Recently I had the need to take a JSON payload from an Rest API and flatten it, then convert it to a column format with first column as the path to the data item and the second as the data type. This is to place the API fields into an Excel document to create an integration mapping.

Unfortunately, pandas couldn’t do this natively with the json_normalize() function as there were nested arrays of data elements.

I went searching and found some code on Geeks for Geeks.

It allowed me to drill down to all the elements and put them into a format with the field names across the top and the types in the second row. After that, it was as simple as taking the data frame and transposing it, then kicking it out to a CSV file with to_csv().

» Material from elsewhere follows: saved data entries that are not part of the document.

Issue #4595, opened 2015-11-21
Firefox throws TypeError for invalid URLs


filoozom:
This issue only occurs on Firefox, and works as expected in all the other browsers I tried.
When you try to replicate to an invalid URL, you get an error on https://github.com/pouchdb/pouchdb/blob/d2ec5f9e3ecff4f373e88473260208e586ddd998/lib/replicate/replicate.js#L219 : 
```
TypeError: setting a property that has only a getter
```

```console.log(err);``` gives something like : 
```
Exception { message: "", result: 2152398858, name: "NS_ERROR_MALFORMED_URI", filename: "http://cdn.jsdelivr.net/pouchdb/lat…", lineNumber: 9, columnNumber: 0, inner: null, data: null, stack: "i@http://cdn.jsdelivr.net/pouchdb/l…" }
```

You can replicate the error on Firefox by providing an invalid URL, like :
```
PouchDB('test').replicate.to('http:///')
```

**Comment by nolanlawson** [comment]
This is a good first-timers bug, because it should be very very easy to reproduce since you kindly provided the one-liner test case:

```js
new PouchDB('test').replicate.to('http:///')
```

If anybody wants to take this up, they are more than welcome. Presumably you would just need to add a test to one of our integration tests (I recommend `test.basics.js`), then follow the instructions in TESTING.md to run the tests, and then fix the issue. It should throw an error, but the error should be the same in all browsers and should be something useful to users (e.g. `"Your URL is invalid"`).

daedlock:
@nolanlawson, I am working on closing this issue. I added url validation in `replicate.to` and `replicate.from` that throws an error on invalid urls. The problem is some tests fail because they are using invalid urls for replication and yet the error gets thrown. Please advise

nolanlawson:
fixed by d3aa2c92b0a5bf461384184211bde68ae4037eec

PR #4705, opened 2015-12-26
(#4595) -  validate urls in replicate.from and replicate.to

daedlock:


daleharvey:
Thanks for the PR :) the setup looks great however I am not certain what we want to do is validate urls here, validating urls is an extremely tricky business and the url here isnt exhaustive, I think what we should be doing is ensuring any error thrown by ajax is properly returned back to the user

Currently it looks like replicate.to will not either complete or throw when hitting this error, so a valid test can look like 

```
    new PouchDB(dbs.name).replicate.to('http:///').then(function() { 
      done();
    }).catch(function(e) {
      done();
    });
```

daleharvey:
Talked to @daedlock on irc and said they are working on changing the PR to avoid reporting error, but pinging @nolanlawson just to check you agree since we didnt say the same thing on the original issue. If we were to do url testing then it should likely go in the http adapter during construction, but I think we want to avoid that really, url parsing is complicated and we have specific features to override ajax so that users dont even need to provide valid urls. I think its best we make sure we propagate the error correctly.

daedlock:
As discussed with @daleharvey. The problem with propagating the error is `NS_MALFORMED_URL` gets thrown earlier in Firefox, so I think the only solution here is to do some sort of a obvious url validation like checking for illegal characters, number of slashes..etc. The validation checks make sense to be done in the `replicate()` constructor and if it fails it would reject the promise and emit an error. So basically I am talking about a wrapper that detects the problem before it happens.

daleharvey:
Sorry little miscommunication, I dont think we should be doing pre validation, I think whatever line throws the malformed url error (I am guessing xhr.send @ https://github.com/pouchdb/pouchdb/blob/master/lib/deps/ajax/request-browser.js#L199) we should catch that error and propogate it back to the user. 

It should hopefully be the matter of a try / catch around the send and calling `callback(err)` when caught

lib/deps/ajax/request-browser.js
```diff
@@ -120,7 +120,13 @@ function xhRequest(options, callback) {
     xhr = new XMLHttpRequest();
   }
 
-  xhr.open(options.method, options.url);
+  try {
+    xhr.open(options.method, options.url);
+  }
+  catch(exception) {
```
daleharvey: nit: We put the catch on the same line generally
``` 
} catch (exception) { 
```

tests/integration/test.basics.js
```diff
@@ -83,6 +83,22 @@ adapters.forEach(function (adapter) {
       });
     });
 
+    it('[4595] should reject xhr errors', function(done){
+      var invalidUrl = 'http:///';
+      new PouchDB(dbs.name).replicate.to(invalidUrl,{})
+      .catch(function(err,changes){
+        done();
+      });
```
daleharvey: nit: this doesnt quite match our code style, should look as follows
```
new PouchDB(dbs.name).replicate.to('http:///').catch(function() {
  done();
});
```

daleharvey:
There are tiny nits on the code style, but I think this looks great, can edit the code style issues on the way in, lets just wait to see if the tests are green

tests/integration/test.basics.js
daedlock: It wont pass  jshint "too long line". Should we ignore?

nolanlawson:
Sweet, tests are green! By the way, I have a huge PR coming in #4710, but I'll consider it my responsibility to fix merge conflicts.

tests/integration/test.basics.js
nolanlawson: hm, it does if you remove the args from the function (which is fine)

nolanlawson:
Fixed the nits and merged as d3aa2c92b0a5bf461384184211bde68ae4037eec. Nice work!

I added some command line functions to set the separator, whether to keep the number with arrays, and input and output files.

import json
import pandas
import argparse


def read_json(filename: str) -> dict:
    try:
        with open(filename, "r") as f:
            data = json.loads(f.read())
    except:
        raise Exception(f"Reading {filename} file encountered an error")

    return data


# Function for flattening
# json
def flatten_json(y, sep='.', keep_num=True):
    out = {}
    transform_dict = {'0': 'number', '1': 'number', 'True': 'boolean', 'true': 'boolean', 'False': 'boolean', 'false': 'boolean','str': 'string'}

    def flatten(x, name=''):

        # If the Nested key-value
        # pair is of dict type
        if type(x) is dict:

            for a in x:
                flatten(x[a], name + a + sep)

        # If the Nested key-value
        # pair is of list type
        elif type(x) is list:

            i = 0
            for a in x:
                if keep_num == 'True' or keep_num == 'true':
                    long_name = name + str(i) + sep
                else:
                    long_name = name
                flatten(a, long_name)
                i += 1
        else:
            out[name[:-1]] = transform_dict.get(str(x), x)

    flatten(y)
    return out


parser = argparse.ArgumentParser()

parser.add_argument("-i", "--InputFile", help="Specify the input file.", default='api.json')
parser.add_argument("-o", "--OutputFile", help="Specify the output file.", default='api_output.csv')
parser.add_argument("-kn", "--KeepNums", help="Specify true/false if you want the output to print the list numbers.",
                    default=False)
parser.add_argument("-s", "--Sep", help="Specify the separators.", default='.')

args = parser.parse_args()

if args.InputFile:
    input_file = args.InputFile
if args.OutputFile:
    output_file = args.OutputFile
if args.KeepNums:
    keepNums = args.KeepNums
if args.Sep:
    separator = args.Sep

data = read_json(filename=input_file)
flattened_json = flatten_json(data, sep=separator)

dataframe = pandas.json_normalize(flattened_json)

dataframe.T.to_csv(output_file, index=True)

There’s also a dictionary that lets you set a certain amount of mappings to different values for the field types.

To use:

py json2csv.py

To check on the arguments you may pass:

py json2csv.py --help

Let me know if you use it and how it goes.